Er blickt konzentriert in die Kameras und drückt einen roten Buzzer, den man auf seinem Rednerpult platziert hat. Sir Simon Rattles Philharmoniker werden zugeschaltet, aber auch Pharrell Williams, der für die international anerkannten Beats verantwortlich zeichnet. Gaucks graues Haupthaar wippt auf und ab. Dann beginnt er mit seiner in unzähligen Kirchenchorproben zerknödelten Stimme die fetzige neue Hymne zu singen, während ein Ball über die eingeblendeten Zeilen flitzt und das ganze Fernsehvolk zum Fischerchor wird:

In Einigkeit und Recht und Freiheit durch die Nacht;

Spür, was dies Vaterland mit uns macht;

Atemlos, schwindelfrei, großes Kino,

danach lasst uns alle streben, seid dabei;

Wir sind heute ewig, tausend Glücksgefühle;

Alles, was ich bin, teil ich brüderlich mit dir

Wir sind unzertrennlich, irgendwie unsterblich;

Komm, nimm mein Herz und meine Hand.

Ich liebe dich, drum blühe, deutsches Vaterland. Oho, oho.

„Vielen Bürgern und den meisten Spielern der deutschen Nationalmannschaft kommt ein Text mit kurzen, leicht einprägsamen Satzfetzen entgegen“, erklärt Gauck anschließend außer Atem. „Er lässt Raum für eigene Lyrics, es soll ja auch eine Mitmach-Hymne sein.“ Außerdem sei das Deutschlandlied zum ersten Mal in der deutschen Geschichte tanzbar – sogar als Discofox.

„Wir machen die gesamte Republik zum Tanztee“, jubelt der Präsident, bevor er sichtlich stolz nach seinen Notizen greift und abgeht. Sekunden später tritt er, von seinen Mitarbeitern gedrängt, noch einmal vor die Kamera. „Wir machen Schland zur 24/7-Partymeile, wollte ich sagen“, berichtigt sich Gauck und wirft sich in die berühmte Saturday-Night-Fever-Pose.

Selbstverständlich melden sich auch Kritiker. „Wir werden dagegen Protest einlegen“, teilt der Verbandschef der deutschen Asthmatiker, Klaus Marelke, mit.
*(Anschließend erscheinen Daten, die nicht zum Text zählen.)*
PR #344, opened 2020-02-24
Implement the DLRM model

jordannad:


jordannad:
@googlebot I signed it!

Models/Recommendation/DLRM.swift
```diff
@@ -0,0 +1,110 @@
...
+
+    /// sparse represents the categorical inputs to the mini-batch.
+    ///
+    /// The array should be of length `numCategoricalInputs`.
+    /// Each tensor within the array should be a vector of length `batchSize`.
+    public let sparse: [Tensor<Int32>]
+}
+
+// Work-around for lack of inout support
+@differentiable(wrt: latentFactors, vjp: computeEmbeddingsVJP)
```
dan-zheng: Rather than using `@differentiable(vjp:)` for derivative registration, please use the `@derivative(of:)` attribute instead! I think `@derivative(of:)` is easier to understand: it marks a function as the _derivative of_ another one.
```swift
// The original function.
fileprivate func computeEmbeddings(
    sparseInputs: [Tensor<Int32>],
    latentFactors: [Embedding<Float>]
) -> [Tensor<Float>] { ... }

// The derivative function.
@derivative(of: computeEmbeddings)
fileprivate func computeEmbeddingsVJP(
    sparseInput: [Tensor<Int32>],
    latentFactors: [Embedding<Float>]
) -> (
    value: [Tensor<Float>],
    pullback: (Array<Tensor<Float>>.TangentVector) -> Array<Embedding<Float>>.TangentVector
) { ... }
```

`@derivative(of:)` is more flexible because it enables derivative registration without annotating the original function (which may live in a separate file). For example, `@derivative(of:)` allows us to register derivatives for imported C functions (like `sinf`), which is pretty neat.

`@differentiable(vjp:)` is deprecated and has already been removed in latest toolchains.

Tests/RecommendationModelTests/InferenceTests.swift
```diff
@@ -0,0 +1,94 @@
...
+            lnBot: bottomMLPSize,
+            lnTop: topMLPSize)
+
+        let result = model(Tensor(ones: [batchSize, nDense]),
+                           sparseInput: [Tensor([7, 3, 1, 3, 1, 6, 7, 8, 9, 2]),
+                                          Tensor([17, 13, 19, 0, 1, 6, 7, 8, 9, 10])])
+        XCTAssertEqual([batchSize], result.shape)
+    }
+
+    func testDLRMTraining() {
```
xihui-wu: Why have the testDLRMTraining in InferenceTests ? Better to rename the class or have them separate?

xihui-wu:
Thanks for contributing this @jordannad. Two general questions regarding the model as I looked into PyTorch implementations:
1. For MLP they have activations between the dense layers, any reason we omit it?
2. Looks like there are two other OPs besides concat, should we support ?

Models/Recommendation/DLRM.swift
```diff
@@ -0,0 +1,110 @@
...
+        // TODO: Dot interactions
+    }
+
+    @differentiable
+    public func callAsFunction(_ input: DLRMInput) -> Tensor<Float> {
+        callAsFunction(input.dense, sparseInput: input.sparse)
+    }
+
+    @differentiable(wrt: self)
+    public func callAsFunction(_ denseInput: Tensor<Float>, sparseInput: [Tensor<Int32>]) -> Tensor<Float> {
```
xihui-wu: Can you not omitting the label for denseInput?

rahulbhalley:
@jordannad can you please give a little description about what DLRM means?

jordannad:
Please take a look? I believe I've addressed the comments. Thank you!

Models/Recommendation/DLRM.swift
```diff
@@ -0,0 +1,197 @@
...
+        callAsFunction(denseInput: input.dense, sparseInput: input.sparse)
+    }
+
+    @differentiable(wrt: self)
+    public func callAsFunction(
+        denseInput: Tensor<Float>,
+        sparseInput: [Tensor<Int32>]
+    ) -> Tensor<Float> {
+        precondition(denseInput.shape.last! == nDense)
+        assert(sparseInput.count == latentFactors.count)
```
xihui-wu: use precondition as well ?

PR #345, opened 2020-02-25
Support: add a basic bi-directional mapping utility

compnerd:
This allows us to map from key or value to their respective inverses.
As this is a common operation, place this into the Support module.

### DIFF
--- a/Support/BijectiveDictionary.swift
+++ b/Support/BijectiveDictionary.swift
@@ -1,0 +1,94 @@
+// Copyright 2020 The TensorFlow Authors. All Rights Reserved.
+//
+// Licensed under the Apache License, Version 2.0 (the "License");
+// you may not use this file except in compliance with the License.
+// You may obtain a copy of the License at
+//
+//     http://www.apache.org/licenses/LICENSE-2.0
+//
+// Unless required by applicable law or agreed to in writing, software
+// distributed under the License is distributed on an "AS IS" BASIS,
+// WITHOUT WARRANTIES OR CONDITIONS OF ANY KIND, either express or implied.
+// See the License for the specific language governing permissions and
+// limitations under the License.
+
+/// A bijective mapping behaving similar to dictionary with the additional
+/// ability to lookup the key from the value
+public struct BijectiveDictionary<Key: Hashable, Value: Hashable> {
+  private var valueForKey: [Key:Value] = [:]
+  // TODO: specialize where value is Int32 such that keyForValue is actually an
+  // array?
+  private var keyForValue: [Value:Key] = [:]
+
+  /// The number of of key-value pairs in the dictionary
+  public var count: Int { valueForKey.count }
+
+  /// Initializes the dictionary from a sequence of tuples of key and value.
+  public init<T: Sequence>(_ mapping: T) where T.Element == (Key, Value) {
+    valueForKey = .init(uniqueKeysWithValues: mapping)
+    keyForValue = .init(uniqueKeysWithValues: mapping.lazy.map { ($1, $0) })
+  }
+
+  /// Initializes the dictionary from a dictionary
+  public init(_ dictionary: [Key: Value]) {
+    valueForKey = dictionary
+    keyForValue = .init(uniqueKeysWithValues: dictionary.lazy.map { ($1, $0) })
+  }
+
+  /// Reserves enough space to store the specified number of key-value pairs.
+  ///
+  /// If you are adding a known number of key-value pairs to a bijective
+  /// dictionary, use this method to avoid multiple reallocations.  This method
+  /// ensures that the dictionary has unique, mutable, contiguous storage, for
+  /// space allocated for at least the requested number of key-value pairs.
+  ///
+  /// - Parameter minimumCapacity: the requested number of key-value pairs to
+  ///   store.
+  public mutating func reserveCapacity(_ minimumCapacity: Int) {
+    valueForKey.reserveCapacity(minimumCapacity)
+    keyForValue.reserveCapacity(minimumCapacity)
+  }
+
+  /// Access the value associated with the given key for reading and writing.
+  ///
+  /// The subscript returns the value for the given key if the key is found in
+  /// the dictionary, or `nil` if the key is not found.
+  ///
+  /// The addition of the key-value pair requires that the mapping hold the
+  /// conditions of a bijection: the mapping must remain one-to-one and onto.
+  ///
+  /// - Parameter key: the key to find in the dictionary.
+  /// - Returns: the value associated with `key` if `key` is in the dictionary,
+  ///   or `nil` otherwise.
+  public subscript(key: Key) -> Value? {
+    get { return valueForKey[key] }
+    set(value) {
+      if let value = value {
+        if let k_0 = self.keyForValue.updateValue(key, forKey: value), k_0 != key {
+          self.valueForKey[k_0] = nil
+        }
+        if let v_0 = self.valueForKey.updateValue(value, forKey: key), v_0 != value {
+          self.keyForValue[v_0] = nil
+        }
+      } else {
+        if let oldValue = self.valueForKey[key] {
+          self.keyForValue[oldValue] = nil
+          self.valueForKey[key] = nil
+        }
+      }
+
+      assert(valueForKey.count == keyForValue.count,
+             "forward count: \(valueForKey.count), backward count: \(keyForValue.count), \(self)")
+    }
+  }
+
+  /// Retrieves the key associated with the given value if found in the
+  /// dictionary, or `nil` if the value is not found.
+  ///
+  /// - Parameter value: the value to find in the dictionary.
+  /// - Returns: the key associated with `value` if `value` is in the
+  ///   dictionary, or `nil` otherwise.
+  public func key(_ value: Value) -> Key? {
+    return keyForValue[value]
+  }
+}
--- a/Package.swift
+++ b/Package.swift
@@ -92,5 +92,6 @@ let package = Package(
         .testTarget(name: "CheckpointTests", dependencies: ["ModelSupport"]),
         .target(
             name: "BERT-CoLA", dependencies: ["TextModels", "Datasets"], path: "Examples/BERT-CoLA"),
+        .testTarget(name: "SupportTests", dependencies: ["ModelSupport"]),
     ]
 )
--- a/Support/CMakeLists.txt
+++ b/Support/CMakeLists.txt
@@ -1,4 +1,5 @@
 add_library(ModelSupport
+  BijectiveDictionary.swift
   Checkpoints/CheckpointIndexReader.swift
   Checkpoints/CheckpointReader.swift
   Checkpoints/Protobufs/tensor_bundle.pb.swift
--- a/Tests/CMakeLists.txt
+++ b/Tests/CMakeLists.txt
@@ -3,6 +3,7 @@ add_subdirectory(DatasetsTests)
 add_subdirectory(FastStyleTransferTests)
 add_subdirectory(ImageClassificationTests)
 add_subdirectory(MiniGoTests)
+add_subdirectory(SupportTests)
 
 add_executable(ModelTests
   LinuxMain.swift)
@@ -12,6 +13,7 @@ target_link_libraries(ModelTests PRIVATE
   FastStyleTransferTests
   ImageClassificationTests
   MiniGoTests
+  SupportTests
   XCTest)
 
 add_test(NAME ModelTests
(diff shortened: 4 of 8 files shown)


Support/BiMap.swift
```diff
@@ -0,0 +1,55 @@
+
+public struct BiMap<Key: Hashable, Value: Hashable> {
```
dabrahams: - Should have a doc comment describing what this thing is and what its parameters signify.
- We'd have to meet an exceedingly high bar to justify the use of an abbrev. in this name, like “this is a term of art and people won't recognize it if we spelled it out.”
- Given that this mapping is symmetrical, I wonder if `Key` and `Value` are really appropriate names.

Support/BiMap.swift
```diff
@@ -0,0 +1,55 @@
...
+  public typealias Key = Key
```
dabrahams: Each member declaration (typealiases, properties, etc.), public or otherwise, should have a doc comment.  Only a sentence fragment is required; see/expand https://swift.org/documentation/api-design-guidelines/#write-doc-comment

Support/BiMap.swift
```diff
@@ -0,0 +1,55 @@
...
+  public typealias Value = Value
+
+  var keyed: [Key:Value] = [:]
+  // TODO: specialize where value is Int32 such that valued is actually an
+  // array?
+  var valued: [Value:Key] = [:]
+
+  public init(mapping: [Key:Value]) {
```
dabrahams: This initializer is what I'd call a [value preserving type conversion](https://swift.org/documentation/api-design-guidelines/#type-conversion) and therefore should not have an argument label.

Support/BiMap.swift
```diff
@@ -0,0 +1,55 @@
+
+public struct BiMap<Key: Hashable, Value: Hashable> {
+  public typealias Key = Key
+  public typealias Value = Value
+
+  var keyed: [Key:Value] = [:]
+  // TODO: specialize where value is Int32 such that valued is actually an
+  // array?
+  var valued: [Value:Key] = [:]
```
dabrahams: These names are… not particularly Scottish ;-)

Guidelines say they should be noun phrases (e.g. `mapFromKeysToValues`), but it's a bit unwieldy in this case.  I might think of them as functions (e.g. `valueForKey` and `keyForValue`).

Support/BiMap.swift
```diff
@@ -0,0 +1,55 @@
...
+
+  public init(mapping: [Key:Value]) {
+    for (key, value) in mapping {
+      keyed[key] = value
+      valued[value] = key
+    }
```
dabrahams: Even in this naive implementation, I'd think you just want `keyed = mapping`.

Also, 

```swift
valued = .init(uniqueKeysWithValues: mapping.lazy.map { ($1, $0) })
```

is a more efficient way to build the reverse mapping and establishes the right invariant to boot.  

Per Sean Parent [directly](https://www.youtube.com/watch?v=W2tWOdzgXHA), or [via me](https://developer.apple.com/videos/play/wwdc2018/223/), "no raw loops".

Support/BiMap.swift
```diff
@@ -0,0 +1,55 @@
...
+  }
+
+  public mutating func reserveCapacity(_ minimumCapacity: Int) {
+    keyed.reserveCapacity(minimumCapacity)
+    valued.reserveCapacity(minimumCapacity)
+  }
+
+  public var count: Int {
+    assert(keyed.count == valued.count,
```
dabrahams: This doesn't seem like the most useful place for this assertion.  I would do it after every mutation.

Support/BiMap.swift
```diff
@@ -0,0 +1,55 @@
...
+           "keyed count: \(keyed.count), valued count: \(valued.count), \(self)")
+    return keyed.count
+  }
+
+  public subscript(key: Key) -> Value? {
```
dabrahams: These two subscripts will be ambiguous when `Key == Value`.  It seems to me at least one of them should have an explicit label.

Support/BiMap.swift
```diff
@@ -0,0 +1,55 @@
...
+    get { return keyed[key] }
+    set(value) {
+      guard let value = value else { return }
```
dabrahams: This line seems problematic.  In a regular dictionary `d[k] = nil` erases `k` from `d`.  Especially if you're going with no comments (for now), you'd better offer the analogous behavior!

Support/BiMap.swift
```diff
@@ -0,0 +1,55 @@
...
+      keyed[key] = value
+      valued[value] = key
+    }
+  }
+
+  public subscript(value: Value) -> Key? {
```
dabrahams: See comments for the previous subscript.

Support/BiMap.swift
```diff
@@ -0,0 +1,55 @@
...
+    get { return valued[value] }
+    set(key) {
+      guard let key = key else { return }
+      keyed[key] = value
+      valued[value] = key
+    }
+  }
+}
+
+extension BiMap: ExpressibleByDictionaryLiteral {
```
dabrahams: Unless you anticipate real code is going to derive serious benefit from this, and will suffer badly if people write `Bimap([…])` instead of just `[…]`, I would leave this out.  Literal convertibility is [generally overused](https://forums.swift.org/t/se-0270-review-2-add-collection-operations-on-noncontiguous-elements/31653/43) and literals are a huge source of type checker slowness.

Support/BiMap.swift
dabrahams: I would make it generic over any sequence of `(Key, Value)`.

Support/BiMap.swift
```diff
@@ -0,0 +1,55 @@
...
+  public init(dictionaryLiteral elements: (Self.Key, Self.Value)...) {
```
dabrahams: If the other intializer had been made generic and unlabeled you could have just written `self = .init(elements)`.

Support/BiMap.swift
compnerd: Personally, I really dislike `Key` and `Value` and used them because the originating idea was a dictionary.  Any suggestions on renaming them?

compnerd: As to the abbreviation: C++: `Boost.Bimap`, Java:`Guava.BiMap`, Rust: `bimap` as examples of prior art that justify the naming IMO.

dan-zheng: chiming in: I prefer `BidirectionalMap`. Or `Bimap`, rather than `BiMap`.

Support/BiMap.swift
compnerd: I don't think thats particularly terrible.  Removed.

Support/BiMap.swift
compnerd: The reverse subscript was removed in favour of `key(_:)`

Support/BiMap.swift
compnerd: Moved into the subscript operator.

Support/BiMap.swift
compnerd: Replaced in the new constructors.

Support/BiMap.swift
compnerd: Made it a generic constructor instead.

Support/BiMap.swift
compnerd: The typealiases are not necessary and have been removed.  Thanks @dan-zheng for pointing that out!

Support/BiMap.swift
compnerd: `Bimap` it is

dabrahams: Precedents from other languages are generally useful, especially when there's nothing else to guide us, but in this case they all conflict with the precedent we have in Swift.  In Swift, these things are not called maps, but dictionaries.  Yes, `BidirectionalDictionary` is long and slightly unwieldy, but it has no issues with comprehensibility (scratch that, I thought of one, see below) and is consistent with the design principle Saleem and I agreed on, which is “it's like Dictionary, but bidirectional,” with the eventual possibility of replicating all of Dictionary's API so it's a drop-in replacement.  The benefits of having a perfectly comprehensible name almost always outweigh the cost of a few more characters.  The execeptions are when the name itself is going to appear extremely often.  For type names, that's rarely the case, and I don't *think* it's the case here.

As for the comprehensibility issue, `Dictionary` is already bidirectional—it's a `BidirectionalCollection` (or should be).  This bidirectionality is something else.  I'd like to find a less technical word, but `BijectiveDictionary` seems like a good way to avoid that problem.

Support/Bimap.swift
```diff
@@ -0,0 +1,63 @@
...
+//
+// Unless required by applicable law or agreed to in writing, software
+// distributed under the License is distributed on an "AS IS" BASIS,
+// WITHOUT WARRANTIES OR CONDITIONS OF ANY KIND, either express or implied.
+// See the License for the specific language governing permissions and
+// limitations under the License.
+
+/// A bijective mapping behaving similar to dictionary with the additional
+/// ability to lookup the key from the value
+public struct Bimap<Key: Hashable, Value: Hashable> {
```
dabrahams: @compnerd please see https://github.com/tensorflow/swift-models/pull/345#discussion_r384814160 in case it's being hidden due to the "outdated" status.

Support/BiMap.swift
dabrahams: The comment applied to many lines in the file, so marking it resolved based just on the removal of the typealiases is a bit suspect.

Support/BiMap.swift
dabrahams: Once we settled on the "it's a bidirectional dictionary" story, other possibilities came to mind, e.g. `base` and `inverse`.  Not saying to change them again, but I thought it might be valuable to know about these ideas.

Support/Bimap.swift
compnerd: @dabrahams renamed to `BijectiveDictionary`.

Support/BiMap.swift
dan-zheng: `BidirectionalDictionary` is great!

Support/BijectiveDictionary.swift
```diff
@@ -0,0 +1,63 @@
...
+  public mutating func reserveCapacity(_ minimumCapacity: Int) {
+    valueForKey.reserveCapacity(minimumCapacity)
+    keyForValue.reserveCapacity(minimumCapacity)
+  }
+
+  public subscript(key: Key) -> Value? {
+    get { return valueForKey[key] }
+    set(value) {
+      if let value = value {
+        precondition(self.key(value) == nil,
```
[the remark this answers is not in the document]
dabrahams: Specifically, I'd have expected something like this:

```swift
public subscript(k: Key) -> Value? { // WARNING: UNTESTED!
  get { return valueForKey[k] }
  set {
    if let v0 = valueForKey.updateValue(forKey: k, newValue), v0 != newValue {
      keyForValue[v0] = nil
    }
    if let k0 = keyForValue.updateValue(forKey: newValue, k), k0 != k {
      valueForKey[k0] = nil
    }
   }
}
```
Incidentally, writing this code out makes me dislike the names we've currently got for the dictionary properties a lot.  Whatever names we choose should contribute to the readability of code like this.

Support/BijectiveDictionary.swift
```diff
@@ -0,0 +1,63 @@
...
+// Unless required by applicable law or agreed to in writing, software
+// distributed under the License is distributed on an "AS IS" BASIS,
+// WITHOUT WARRANTIES OR CONDITIONS OF ANY KIND, either express or implied.
+// See the License for the specific language governing permissions and
+// limitations under the License.
+
+/// A bijective mapping behaving similar to dictionary with the additional
+/// ability to lookup the key from the value
+public struct BijectiveDictionary<Key: Hashable, Value: Hashable> {
+  var valueForKey: [Key:Value] = [:]
```
dabrahams: These `var`s should be private.

Support/BiMap.swift
dabrahams: @dan-zheng did you read my last paragraph?

Support/BijectiveDictionary.swift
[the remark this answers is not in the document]
compnerd: Sure, so, the reasoning for the behaviour (perhaps I mis-implemented it?) is that a bijection is both one-to-one and onto.  If the value being set for the key already exists, the bijection no longer holds as it would not be one-to-one.  If key already exists and we have broken the onto relationship, the post-check should break.  I suppose I can make that more clear with the precondition.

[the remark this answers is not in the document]
compnerd: Okay, thinking about this further, the conditions do actually hold with the original way that we were talking about, and I think I tripped myself up because of the test code that I am using.

texasmichelle:
Merging since this implementation is documented as one-to-one and onto, with test cases to verify. Thanks @compnerd !! 🎉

Das Lied werde auch weiterhin dringend als Verbandshymne gebraucht. Helene Fischer ließ dagegen verlauten, dass sie sich „extrem supidoll“ freue. Leider könne sie selbst gerade nicht nach Berlin kommen – die Chanteuse feiert heute ihr 30. Wiegenfest im heimischen Wöllstein, das sie zur Feier des Tages brandschatzen und niederreißen lässt. „Unsere gemeinsame Zeit wird sicherlich noch kommen“, ahnt Gauck im Anschluss an seine Hymnen-Präsentation im Interview mit Frauke Ludowig. Der protokollarisch ranghöchste Mann Deutschlands ringt noch immer nach Luft. „Ich will Ihnen heute ein Geheimnis verraten“, nuschelt Gauck dann und legt seine Hand auf Ludowigs Knie. „Schon als Pastor im Osten habe ich immer Schlagertexte zur DDR-Hymne gesungen“, gesteht er. „Gern was von der Münchener Freiheit. Aber auch ’Die Freiheit ist ein Abenteuer‘ von Gunter Gabriel.“ Eine Träne der Rührung verleiht dem Staatsoberhaupt für einen kurzen Moment fast menschliche Züge. Endlich hat Deutschland einen Präsidenten, der sein Land liebt. Und dieses Land liebt Helene Fischer.